Face to Face meeting at USF
Attendees: Chris, Monte, Jim , Karan, and Chris students
- Jim has a restful api sitting on top of Mongo DB that can answer question about state of the workflow. The API can be used to populate the GUI that Prasanth has working at http://butterfly.isi.edu:8080/StampedeX/
- The API right now only talks to Mongo DB backend. But Jim and Monte will work together to present this API as the API for any backend. Hence, the GUI part is independent of whether the data is loaded in sqllite/mysql or mongo db.
- Chris team have a mockup of what they think the dashboard should look like. They will send out the details of it. We then can decide how Prasanth's GUI needs to be updated to incorporate that functionality/layout
- Chris team will be developing charting solutions in Flex. Chris and Jim feel flex is good for visualizing data especially for the larger scale workflows like SCEC has. As far as possible we should try to have a single dashboard, with embedding flex objects in GWT where required rather than two dashboards being developed. One in GWT and one in Flex
- An open question is about embedding flex objects in GWT.
It looks like it is possible
- An open question is about embedding flex objects in GWT.
- Fabio and Monte to get the live population of the sqllite DB working i.e the DB gets populated while the workflow is running.
- Document the Restful API. Jim will send details out when he is done. We can use this as the first version of the API, and suggest additional queries that we want the API to handle.
- Karan will send out the new stampede format logs to Jim, so that Jim can tweak his code to parse the new netlogger events.

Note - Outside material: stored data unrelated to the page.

PR #288, opened 2015-08-13
Re-styled broadcast messages

jgreben:
Re-styled broadcast messages view including re-styled headings, buttonized links next to the heading, and alert-styled message box.

Renamed branch to match issue 206 and committed some changes that @jkeck suggested in closed PR #285.

### DIFF
--- a/app/views/messages/_messages_for_library.html.erb
+++ b/app/views/messages/_messages_for_library.html.erb
@@ -1,24 +1,41 @@
 <div class="messages">
-<% messages = @messages.select { |m| m.library == library_code && m.request_type == request_type } %>
-<% messages.each do |message| %>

He has been till now using the SCEC runs from last year.
- Once Jim and Monte are agreed on the API , Prasanth can start using the API to populate the trouble shooting interface. Initially the data may reside on the Mongo DB. But that is temporary till Monte and Jim have the API talking to the other backends
- Prasanth and Chris's team will be exploring how to embed flex in GWT.
Attendees : Ewa, Dan, Chris, Martin, Gaurang, Karan, Fabio, Raphael, Gideon
Gaurang suggested STAMPEDE : Simple Tools for Archiving, Monitoring Performance and Enhanced DEbugging
Fabio to upload tar/txt file of events to the Wiki. Send netlogger events to socket..
First cut to try doing sqlite uploads from listener.
Change the way tailstatd writes to Local DB. Use Netlogger api to write netlogger events and then write to Mongo-DB or SQLite.
Stampede NMI Builds
Get account for DAN at ISI and NMI
Write ant scripts to pull netlogger pieces from SVN and add to pegasus builds..F
Do benchmarks on the SCHEMA to run queries efficiently.